Would you retype each record exactly as given?
(Given records)
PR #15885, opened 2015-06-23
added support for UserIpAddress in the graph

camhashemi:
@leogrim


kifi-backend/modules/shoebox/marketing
(End Given records)
◆ Response ◆
PR #15885, opened 2015-06-23
added support for UserIpAddress in the graph

camhashemi:
@leogrim


kifi-backend/modules/shoebox/marketing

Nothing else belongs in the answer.